Psychologists have suggested several ingenious explanations for treason, one of which is that the traitor is revenging himself on his father. This particular motive, whilst plausible, has been advanced as the motivation for a wide variety of aberrant behaviour. Similarly, we are told, homosexuals like Guy Burgess and Anthony Blunt became agents of the NKVD as a sign of their "otherness" and in rebellion against an unsympathetic society: much the same as identifying with the Anglo-Catholic wing of the Established Church. The choice was, I suppose, a matter of taste. Kim Philby did not conform to either of these theories. He was the son of a famous father, the Arabist, explorer, and author, with whom he enjoyed cordial, if distant relations. It was his father who gave him the nickname Kim, alluding to the Kipling story. St John Philby was rumoured to have gone in for spying himself. He did resign from government service in 1924 as a protest against pro-Zionist policy, renounced his status as a British subject, and lived as an Arab. Philby always spoke affectionately of his father's eccentricity and was with him when he died in 1960. Philby was emphatically heterosexual. His first marriage was to the Austrian Litzi, a communist on the run who badly needed a British passport. During his second marriage he conducted a series of affairs: one produced a son and another was with the wife of his partner in treason, Donald Maclean.

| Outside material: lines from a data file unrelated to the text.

PR #921, opened 2026-01-07
feat(extensions): SIWX Extension

sragss:
Implements CAIP-122 compliant Sign-In-With-X (SIWX) extension for x402 v2 protocol aligned with [CHANGELOG-v2.md](https://github.com/coinbase/x402/blob/main/typescript/site/CHANGELOG-v2.md) and [sign-in-with-x/TODO.md](https://github.com/coinbase/x402/blob/main/typescript/packages/extensions/src/sign-in-with-x/TODO.md). 

# Supported Signature Schemes
- `eip191` - personal_sign (EOAs)
- `eip1271` - Smart contract wallets
- `eip6492` - Counterfactual smart wallets
- `siws` - Sign-In-With-Solana

Missing: EIP-712 + Stellar.

Note the interface for using Smart Wallets is a bit odd, didn't want to bake the RPC into a generic extension.

```
  // EOA only
  const result = await verifySIWxSignature(payload);

  // Smart wallet support (EIP-1271/EIP-6492)
  const publicClient = createPublicClient({ chain: base, transport: http()
  });
  const result = await verifySIWxSignature(payload, {
    evmVerifier: publicClient.verifyMessage,
  });

```

# Update 1/17/25
- Added `spec.md`
- Added `wrapFetchWithSIWx` exported from `@x402/extensions/siwx` to match `wrapFetchWithPay`
- Added `examples/typescript/{client,server}/sign-in-with-x`

Implementation note: we use conditional middleware in the `server` example. I considered putting special logic into `paymentMiddleware` but decided that was against the premise of optional extensions. Another pattern that could be clean would be to put a `skipIf: (req) => bool` lambda as an optional param in the `paymentMiddleware` which takes the simple SIWx verification function.

**Example logs**
*Server*
```
Server running at http://localhost:4021
Routes: GET /weather, GET /joke
Payment recorded: 0x6d157C00d034541020fF73A989960D22b299d8e1 for /weather
SIWX auth: 0x6d157C00d034541020fF73A989960D22b299d8e1 for /weather
Payment recorded: 0x6d157C00d034541020fF73A989960D22b299d8e1 for /joke
SIWX auth: 0x6d157C00d034541020fF73A989960D22b299d8e1 for /joke
```

*Client*
```
Client address: 0x6d157C00d034541020fF73A989960D22b299d8e1
Server: http://localhost:4021

--- /weather ---
1. First request (paying)...
   Response: { weather: 'sunny', temperature: 72 }
2. Second request (SIWX auth)...
   Response: { weather: 'sunny', temperature: 72 }

--- /joke ---
1. First request (paying)...
   Response: {
  joke: 'Why do programmers prefer dark mode? Because light attracts bugs.'
}
2. Second request (SIWX auth)...
   Response: {
  joke: 'Why do programmers prefer dark mode? Because light attracts bugs.'
}

Done. Each resource required payment once, then SIWX auth worked.
```


cb-heimdall:
<table>
<tr>
<th>Requirement</th>
<th>Status</th>
<th>More Info</th>
</tr>
<tr>
<td>Reviews</td>
<td>
✅
<code>1/1</code>
</td>
<td>
<details>
<table>
<tr>
<td>
<details>
<table>
<tr>
<td>0</td>
</tr>
<tr>
<td>0</td>
</tr>
<tr>
<td>0</td>
</tr>
<tr>
<td>
</td>
<td>1</td>
</tr>
<tr>
<td>
<details>
<table>
<tr>
<td><strong>Max</strong></td>
<td><strong>0</strong></td>
</tr>
</table>
</details>
</td>
<td>0</td>
</tr>
<tr>
<td>
From <code>CODEOWNERS</code>
</td>
<td>0</td>
</tr>
<tr>
<td>Global minimum</td>
<td>0</td>
</tr>
<tr>
<td><strong>Max</strong></td>
<td>
<strong>
1
</strong>
</td>
</tr>
</table>
</details>
</td>
<td>1</td>
</tr>
<tr>
<td>0</td>
</tr>
<tr>
<td><strong>Sum</strong></td>
<td><strong>1</strong></td>
</tr>
</table>
</details>
</td>
</tr>
</table>

CarsonRoscoe (commented):
Amazing work @sragss, thank you, will give this a review shortly

phdargen:
Thanks for your contribution @sragss, excited for this!

@CarsonRoscoe shall we have a spec document for extensions as well, like we have for schemes and transports? 
The TODO.md deleted in this PR might be a good starting point for that

There is none for the discovery extension, but might be worth to add, especially for 3rd party sdk devs

CarsonRoscoe:
@phdargen Agreed, we should have a top level /specs/extensions folder with specs per extension

CarsonRoscoe (commented):
Hey @sragss!

This is looking really good. Very happy with it from my readings,

My two asks are:
1. Can you add a `/specs/extensions/sign-in-with-x.md` file outlining the spec as implemented? This will become the north start to ensure Go/Python implementations remain compatible
2. Can you integrate these into an example for testing. For example, a `/examples/typescript/clients/sign-in-with-x` (using fetch) and `/examples/typescript/servers/sign-in-with-x` (using express) example that can be run to showcase how a client/server could leverage this extension to prove a client already paid? I'm imagining when running these examples, the flow would be that the server caches payments in memory, and is able to skip payments for clients who already paid. Then the first client run would make payment, while the second one would get the resource without needing payment due to siwx?

Please include a run of the client & server examples in your PR afterwards, we'll consider it additional testing

Great work, I think the examples & spec are all that I need to feel comfortable merging :)

sragss:
Done. 


**Update 1/17/25**
- Added `spec.md`
- Added `wrapFetchWithSIWx` exported from `@x402/extensions/siwx` to match `wrapFetchWithPay` and simplify client experience
- Added `examples/typescript/{client,server}/sign-in-with-x`

Implementation note: we use conditional middleware in the `server` example. I considered putting special logic into `paymentMiddleware` but decided that was against the premise of optional extensions. Another pattern that could be clean would be to put a `skipIf: (req) => bool` lambda as an optional param in the `paymentMiddleware` which takes the simple SIWx verification function. Punting on that for now.

Example logs
*Server*
```
Server running at http://localhost:4021
Routes: GET /weather, GET /joke
Payment recorded: 0x6d157C00d034541020fF73A989960D22b299d8e1 for /weather
SIWX auth: 0x6d157C00d034541020fF73A989960D22b299d8e1 for /weather
Payment recorded: 0x6d157C00d034541020fF73A989960D22b299d8e1 for /joke
SIWX auth: 0x6d157C00d034541020fF73A989960D22b299d8e1 for /joke
```

*Client*
```
Client address: 0x6d157C00d034541020fF73A989960D22b299d8e1
Server: http://localhost:4021

--- /weather ---
1. First request (paying)...
   Response: { weather: 'sunny', temperature: 72 }
2. Second request (SIWX auth)...
   Response: { weather: 'sunny', temperature: 72 }

--- /joke ---
1. First request (paying)...
   Response: {
  joke: 'Why do programmers prefer dark mode? Because light attracts bugs.'
}
2. Second request (SIWX auth)...
   Response: {
  joke: 'Why do programmers prefer dark mode? Because light attracts bugs.'
}

Done. Each resource required payment once, then SIWX auth worked.
```

phdargen:
Hi @sragss, thanks a lot for adding the examples. I tested them and it works well! The building blocks are all there, but the examples still include a lot of custom code. I have some suggestions to improve devx and make it easier for existing projects to add the extension

examples/typescript/servers/sign-in-with-x/siwx-middleware.ts
```diff
@@ -0,0 +1,82 @@
...
+/**
+ * Checks if an address has paid for a resource.
+ *
+ * @param resource - The resource path
+ * @param address - The address to check
+ * @returns True if the address has paid
+ */
+export function hasPaid(resource: string, address: string): boolean {
+  return paidAddresses.get(resource)?.has(address.toLowerCase()) ?? false;
+}
```
phdargen: Suggest to define a `SIWxStorage` interface in `package/extensions/sign-in-with-x`:
```
export interface SIWxStorage {
  hasPaid(resource: string, address: string): boolean | Promise<boolean>;
  recordPayment(resource: string, address: string): void | Promise<void>;
}
```
and provide an in-memory storage implementation `InMemorySIWxStorage` that can be imported in examples

examples/typescript/servers/sign-in-with-x/index.ts
```diff
@@ -0,0 +1,83 @@
...
+const facilitatorClient = new HTTPFacilitatorClient({ url: facilitatorUrl });
+
+const resourceServer = new x402ResourceServer(facilitatorClient)
+  .register(NETWORK, new ExactEvmScheme())
+  .onAfterSettle(async ctx => {
+    const payload = ctx.paymentPayload.payload as { authorization: { from: string } };
+    const address = payload.authorization.from;
+    const resource = new URL(ctx.paymentPayload.resource.url).pathname;
+    recordPayment(resource, address);
+  });
```
phdargen: This hook could also be implemented in the extension package for convenience
```suggestion
  .onAfterSettle(createSIWxSettleHook({ storage }))
  });
```

phdargen:
> 
> Implementation note: we use conditional middleware in the `server` example. I considered putting special logic into `paymentMiddleware` but decided that was against the premise of optional extensions. Another pattern that could be clean would be to put a `skipIf: (req) => bool` lambda as an optional param in the `paymentMiddleware` which takes the simple SIWx verification function. Punting on that for now.

Concerning the conditional middleware hack, I propose a `onProtectedRequest` hook in https://github.com/coinbase/x402/pull/1010 that goes in the direction of your `skipIf` suggestion but is more general-purpose and aligns well with our existing lifecycle hook structure. `onProtectedRequest` would run in `x402HTTPResourceServer` on every request to a protected route, before payment processing. It can grant access without payment, deny the request or continue the payment flow.

The hook could then be implemented in the siwx package: 
```
export function createSIWxRequestHook(options: CreateSIWxRequestHookOptions): ProtectedRequestHook {
  const { storage } = options;

  return async (
    context: HTTPRequestContext,
    _routeConfig: RouteConfig,
  ): Promise<void | { grantAccess: true } | { abort: true; reason: string }> => {
    // Check for SIWX header (case-insensitive)
    const header = context.adapter.getHeader(SIGN_IN_WITH_X.toLowerCase());
    if (!header) {
      return; // No SIWX header, continue to payment flow
    }

    try {
      // Parse the SIWX payload from the header
      const payload = parseSIWxHeader(header);

      // Get the full resource URI for validation
      const resourceUri = context.adapter.getUrl();

      // Validate the SIWX message 
      const validation = await validateSIWxMessage(payload, resourceUri);
      if (!validation.valid) {
        // Invalid SIWX message, continue to payment flow
        return;
      }

      // Verify the signature and recover the address
      const verification = await verifySIWxSignature(payload);
      if (!verification.valid || !verification.address) {
        // Invalid signature, continue to payment flow
        return;
      }

      // Check if this address has previously paid for this resource
      const hasPaid = await storage.hasPaid(context.path, verification.address);
      if (hasPaid) {
        console.log(`SIWX: Access granted for ${verification.address} on ${context.path}`);
        return { grantAccess: true };
      }

      // Address hasn't paid, continue to payment flow
    } catch (error) {
      // Error processing SIWX, continue to payment flow
      console.warn("SIWX: Error processing header:", error);
    }
  };
}
```

phdargen:
All together this would simplify the server example significantly:
```
import {
  declareSIWxExtension,
  createSIWxRequestHook,
  createSIWxSettleHook,
  InMemorySIWxStorage,
} from "@x402/extensions/sign-in-with-x";

const storage = new InMemorySIWxStorage();

const resourceServer = new x402ResourceServer(facilitatorClient)
  .register(NETWORK, new ExactEvmScheme())
  .onAfterSettle(createSIWxSettleHook({ storage }))

const httpServer = new x402HTTPResourceServer(resourceServer, routes)
  .onProtectedRequest(createSIWxRequestHook({ storage }));

const app = express();

app.use(paymentMiddlewareFromHTTPServer(httpServer));
```

phdargen:
On the client side, the current SIWX client implementation requires two separate wrappers: 
- wrapFetchWithPayment: handles payment
- wrapFetchWithSIWx: handles SIWX authentication

Users must understand which wrapper to use when and each client needs its own SIWX wrapper implementation (currently only fetch implemented, axios missing).

In https://github.com/coinbase/x402/pull/1012 I propose a new `onPaymentRequired` hook in `x402HTTPClient` mirroring the server-side `onProtectedRequest` hook in `x402HTTPResourceServer` discussed above. On 402 it can first retry with authentication headers before trying payment. 

SIWX package would just implement the hook (no client changes or additional fetch/axios wrappers needed):
```
export function createSIWxClientHook(signer: SIWxSigner): PaymentRequiredHook {
  return async ({ paymentRequired }) => {
    const siwxExtension = paymentRequired.extensions?.[SIGN_IN_WITH_X] as
      | { info: SIWxExtensionInfo }
      | undefined;

    if (!siwxExtension?.info) {
      return; // No SIWX support, continue to payment
    }

    const payload = await createSIWxPayload(siwxExtension.info, signer);
    const siwxHeader = encodeSIWxHeader(payload);

    return {
      headers: { [SIGN_IN_WITH_X]: siwxHeader },
    };
  };
}

```

Example usage would simplify to:
```
import { createSIWxClientHook } from "@x402/extensions/sign-in-with-x";

const client = new x402Client();
registerExactEvmScheme(client, { signer });

const httpClient = new x402HTTPClient(client)
  .onPaymentRequired(createSIWxClientHook(signer));

const fetchWithPayment = wrapFetchWithPayment(fetch, httpClient);
```
An onPaymentRequired hook for a svm signer could be easily chained

phdargen:
The new hooks in https://github.com/coinbase/x402/pull/1010 and https://github.com/coinbase/x402/pull/1012 have been merged @sragss

sragss:
Thanks for the thorough review team!

Addressed DevX across the board.

  - Added `SIWxStorage` interface with `hasPaid()` / `recordPayment()` methods
  - Added `InMemorySIWxStorage` default implementation
  - Added `createSIWxSettleHook` for `onAfterSettle` - records payment after successful settlement
  - Added `createSIWxRequestHook` for `onProtectedRequest` - validates SIWX header and grants access if
  previously paid
  - Added `createSIWxClientHook` for `onPaymentRequired` - automatically sends SIWX auth header before
  paying

  Multi-chain support: settle hook extracts payer from `payload.authorization.from` (EVM) or
  `payload.payer` (Solana).

  Simplified examples now use hooks directly:
  ```ts
  // Server
  const storage = new InMemorySIWxStorage();
  const resourceServer = new x402ResourceServer(facilitatorClient)
    .register(NETWORK, new ExactEvmScheme())
    .onAfterSettle(createSIWxSettleHook({ storage }));

  const httpServer = new x402HTTPResourceServer(resourceServer, routes)
    .onProtectedRequest(createSIWxRequestHook({ storage }));

  // Client
  const httpClient = new x402HTTPClient(client)
    .onPaymentRequired(createSIWxClientHook(signer));
```

**Comment by phdargen** [comment]
Thanks a lot for the quick turnaround @sragss, much appreciated! Looks great! 

Could you please fix the failing unit tests, retesting the examples now

File: examples/typescript/clients/sign-in-with-x/index.ts [hunk 3]
```diff
@@ -0,0 +1,57 @@
...
+  // First request: pays for access
+  console.log("1. First request (paying)...");
+  const response1 = await fetchWithPayment(url);
+  console.log("   Response:", await response1.json());
+
+  // Second request: SIWX hook automatically proves we already paid
+  console.log("2. Second request (SIWX auth)...");
+  const response2 = await fetchWithPayment(url);
+  console.log("   Response:", await response2.json());
+}
```
phdargen, line 57: Would be nice to explicitly check for a PAYMENT-RESPONSE header here and print it if available. Also if running the client example twice, the first request on the second run should also be unpaid (if signature still valid), so better to check for payment than assuming a certain flow

phdargen:
The `declareSIWxEntension()` function generates `issuedAt`, `exiprationTime` and `nonce` only once at server startup. After 5mins (current default `exiprationTime`) of running the server, SIWX validation will always fail.

These properties need to be refreshed for each 402 response. Fortunately we can reuse the `enrichDeclaration` hook that the bazaar extension uses to select the http request method. The enrichDeclaration function is automatically called when the extension is registered via .registerExtension(). It's invoked for each 402 response in processHTTPRequest at 
https://github.com/coinbase/x402/blob/428647f2fcad17c00c6e9a97e4f99d4857ce19b2/typescript/packages/core/src/http/x402HTTPResourceServer.ts#L432-L434

An implementation of the `enrichDeclaration` in the extension package could then override the `info.issuedAt` etc values of the extension declaration. The absolute `exiprationTime` property in the 402 response is fine but a relative parameter in `declareSIWxExtension` might be more straightforward.

Server example would change to sth like this:
```
const resourceServer = new x402ResourceServer(facilitatorClient)
  .register(NETWORK, new ExactEvmScheme())
  .registerExtension(siwxResourceServerExtension)
  .onAfterSettle(createSIWxSettleHook({ storage }));
```

phdargen:
> The `declareSIWxEntension()` function generates `issuedAt`, `exiprationTime` and `nonce` only once at server startup. After 5mins (current default `exiprationTime`) of running the server, SIWX validation will always fail.
> 

Hm this was working within the 5mins timeframe implying that there is currently no nonce validation. 
I'd suggest to extend the `SIWxStorage` as follows:
```
export interface SIWxStorage {
  // Payment tracking (required)
  hasPaid(resource: string, address: string): boolean | Promise<boolean>;
  recordPayment(resource: string, address: string): void | Promise<void>;
  
  // Nonce tracking (optional - "Server SHOULD track used nonces to prevent replay attacks" per spec)
  hasUsedNonce?(nonce: string): boolean | Promise<boolean>;
  recordNonce?(nonce: string): void | Promise<void>;
}
```
and implement a simple nonce tracking in `InMemorySIWxStorage`.

If `storage` implements `hasUsedNonce/recordNonce`, nonce validation is automatically enabled and the `createSIWxRequestHook` passes a `checkNonce` fct (already defined in `SIWxValidationOptions`) to `validateSIWxMessage`

phdargen:
Testing a svm example made me realise that a server currently can only advertise a single authentication method since
the spec has a single info object with fixed chainId, type and signatureScheme
https://github.com/coinbase/x402/blob/76307be3672c9893d01baad3eb3889a71b0411be/specs/extensions/sign-in-with-x.md?plain=1#L30-L44

A clean option for multiple auth support could look like this:
```
"sign-in-with-x": {
  "info": {
    "domain": "api.example.com",
    "uri": "https://api.example.com/premium-data",
    "version": "1",
    "nonce": "a1b2c3d4e5f67890...",
    "issuedAt": "2024-01-15T10:30:00.000Z",
    "expirationTime": "2024-01-15T10:35:00.000Z",
    "statement": "Sign in to access premium data"
  },
  "supportedChains": [
    { "chainId": "eip155:8453", "type": "eip191", "signatureSchemes": ["eip191", "eip1271", "eip6492"] },
    { "chainId": "solana:5eykt4UsFv8P8NJdTREpY1vzqKqZKvdp", "type": "ed25519", "signatureScheme": "siws" }
  ]
}
```
but not sure what implications this would have on the implementation. I guess clients would then need to try all auth methods. Looping in @CarsonRoscoe for some guidance.

sragss:
Appreciate the thorough review! Nice catch on the expirationTime. I believe I've addressed all the comments and implemented multi-siwe provider as well as tests. New Storage interface is clean and should work well with Redis which I expect will be typical.

I don't think the client looping through auth methods will be an issue, can just match on chainId / extension.

Summary from Claude:

  - Implemented `enrichDeclaration` hook to refresh time-based fields per-request (fixes 5-minute expiration bug)
  - Extended `SIWxStorage` with optional `hasUsedNonce()` / `recordNonce()` for replay attack prevention
  - Added multi-chain support - `network` accepts string or array
  - Changed API: `expirationTime` (absolute) → `expirationSeconds` (relative) to support infinite expiration
  - Added server-side logging via `onEvent` callbacks

  Server example simplified to:
  ```ts
  const storage = new InMemorySIWxStorage();

  const resourceServer = new x402ResourceServer(facilitatorClient)
    .register(NETWORK, new ExactEvmScheme())
    .registerExtension(siwxResourceServerExtension)
    .onAfterSettle(createSIWxSettleHook({ storage }));

  const httpServer = new x402HTTPResourceServer(resourceServer, routes)
    .onProtectedRequest(createSIWxRequestHook({ storage }));

```

  Breaking changes:
  - expirationTime?: string → expirationSeconds?: number in DeclareSIWxOptions
  
  Multi-chain:
  // Single-chain
  `declareSIWxExtension({ network: 'eip155:8453', ... })`

  // Multi-chain (EVM + Solana)
`declareSIWxExtension({ network: ['eip155:8453', 'solana:...'], ... })`

**Review by CarsonRoscoe — COMMENTED** [review]
Hey @sragss and @phdargen,

I am aligned with the assessment that the current SIWX spec shape implicitly limits a server to advertising a single auth configuration, which becomes problematic for multi-chain servers (e.g. EVM + SVM)

Conceptually, separating message-level metadata (domain, uri, nonce, issuedAt, expirationTime, statement) from authentication capabilities makes sense. A structure like a top-level info plus a supportedChains[] (chainId + signature schemes) feels like the right long-term direction

I don't have a strong opinion on how clients determine which to use. My rule of thumb is to filter down the list based on clients' registered support, and then iterate through the remaining options in the order presented, which effectively makes the order as declared by the server their preference. However open to ideas

**Review by CarsonRoscoe — COMMENTED** [review]
Ah great timing @sragss, see you added multi-network while I was typing! Will give it a look 🙏

**Comment by sragss** [comment]
Ah @CarsonRoscoe @phdargen my current version duplicates the `info` field and all children `domain` `uri` etc. I think your version

```
  {
    "sign-in-with-x": {
      "info": {
        "domain": "...",
        "uri": "...",
        "nonce": "...",
        "issuedAt": "...",
        "expirationTime": "...",
        "statement": "..."
      },
      "supportedChains": [
        { "chainId": "eip155:8453", "type": "eip191", "signatureSchemes": ["eip191", "eip1271", "eip6492"] },
        { "chainId": "solana:5eykt...", "type": "ed25519", "signatureScheme": "siws" }
      ]
    }
  }
```

is cleaner. Let me take a stab at that tm.

**Comment by sragss** [comment]
I've updated to the new schema for multi-chain support. 
  - Migrated to supportedChains[] architecture - separates shared info (domain, uri, nonce, issuedAt) from per-chain auth options
  - Added siwxResourceServerExtension that auto-derives fields from context:
    - network → from accepts[].network in route config
    - resourceUri → from request URL
    - domain → parsed from resourceUri
    - Time-based fields (nonce, issuedAt, expirationTime) refreshed per-request (fixes 5-min expiration bug)
  - Simplified declareSIWxExtension() - most configs just need statement, everything else derived
  - Client hook now matches payment network to supportedChains instead of detecting signer chain

Server example is now minimal:
```
  const routes = {
    "GET /weather": {
      accepts: [{ scheme: "exact", price: "$0.001", network: NETWORK, payTo }],
      extensions: declareSIWxExtension({ statement: "Sign in to access" }),
    },
  };

  const resourceServer = new x402ResourceServer(facilitator)
    .registerExtension(siwxResourceServerExtension)
    .onAfterSettle(createSIWxSettleHook({ storage }));

  Extension response shape:
  {
    "sign-in-with-x": {
      "info": { "domain": "...", "uri": "...", "nonce": "...", "issuedAt": "...", ... },
      "supportedChains": [
        { "chainId": "eip155:8453", "type": "eip191" },
        { "chainId": "solana:5eykt...", "type": "ed25519" }
      ]
    }
  }
```

  Updated spec, README, and tests.


---

On nonce tracking: I'm not sure I understand the use-case. I know it's a SIWE suggestion, but when would you want pay once, access once? 

I understand pay once, fixed duration access (solved by `expirationSeconds`). 
And I understand pay once, access forever (solved by `expirationSeconds=undefined`).

It's quite easy to add via the SIWxStorageInterface but I think I'm missing the point in the x402 context.

File: typescript/packages/extensions/src/sign-in-with-x/hooks.ts [hunk 4]
```diff
@@ -0,0 +1,211 @@
...
+  const { storage, onEvent } = options;
+
+  return async (ctx: {
+    paymentPayload: { payload: unknown; resource: { url: string } };
+    result: { success: boolean };
+  }): Promise<void> => {
+    // Only record payment if settlement succeeded
+    if (!ctx.result.success) return;
+
+    const address = extractPayerAddress(ctx.paymentPayload.payload);
```
phdargen: The SVM payload is just `{ transaction: string }`, there's no `payer` field.  Suggest to use `result` instead
```suggestion
    result: { success: boolean; payer?: string };
  }): Promise<void> => {
    // Only record payment if settlement succeeded
    if (!ctx.result.success) return;

    const address = ctx.result.payer;
```

phdargen:
Thanks for the update @sragss, changes look great! I think we are almost there, just one minor fix to extract the svm payer. 

Concerning the nonce check, its not about one-time access but signature reuse. Without the nonce check a valid signature could be intercepted or shared such that the resource could be accessed by people who haven't paid. With nonce check, each access needs a fresh signature. 
Imo no need to actually implement the nonce tracking in`InMemorySIWxStorage`, we can leave it to servers if and how they want to implement it. Just defining optional `hasUsedNonce/recordNonce` in the interface and calling them in the hook (if implemented) would be sufficient

phdargen:
Also please run the linter before you commit

phdargen:
We are having [changelogs](https://github.com/coinbase/x402/pull/1036) now!

Please rebase against main and add an entry as described here: https://github.com/coinbase/x402/blob/main/typescript/CONTRIBUTING.md#changelog

You might get the honour of the first entry 🙏

sragss:
Nice catch again on the Solana payer. Suppose I should've tried a Solana example as well just didn't have a test key setup there :)

Solana fix and tests are in. Nonce tracking set up in the interface: optionally called if implemented. And change log is in as well.

phdargen (approved):

phdargen:
Awesome @sragss, we are good to go 🚀  Thanks again for this contribution!

sragss:
Appreciate the thorough review!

Philby himself, in an unfinished memoir included in this volume, accounts for his aversion to capitalist society in general and the British Empire in particular with a youthful rejection of Christianity. He records an early affinity with the poor, not many of whom he came across at his Surrey prep school, Aldro, or Westminster where he went as a King's Scholar in 1924. From his public school he won a scholarship to Trinity, Cambridge, where he came into contact with Marxism for the first time.

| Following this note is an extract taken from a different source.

PR #3066, opened 2026-08-06
docs(spec): add verification-gated release policy profile for auth-capture (#3065)

### LINKED ISSUE #3065: [Feature]: verification gated release policy for auth-capture (a pact-escrow profile)
### Problem or use case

Speculation as to Philby's psychological motivation is entertaining but ultimately fruitless. There is probably no "Rosebud". What is beyond question is the role drink played in his life. No doubt alcohol provided some escape from contradictions and complexities. Philby was the most spectacular success of the NKVD in its drive to plant agents inside British intelligence. It seems incredible now that someone known to be a heavy drinker with communist affiliations should so easily have penetrated MI6 - though, of course, Philby was a model of caution compared to his friend Guy Burgess who, in addition to being a drunk and a vociferous leftwinger, was a promiscuous homosexual. It is hardly surprising that a man forced to live a life of deception, to masquerade as a pillar of the society he despised, and who knew that his actions led directly to countless brutal murders, turned to the easiest escape route. Much later in his life, when he had found some sort of happiness with Rufina, his Russian third wife and the author of The Private Life of Kim Philby, he described his drinking as "the most painless method of suicide."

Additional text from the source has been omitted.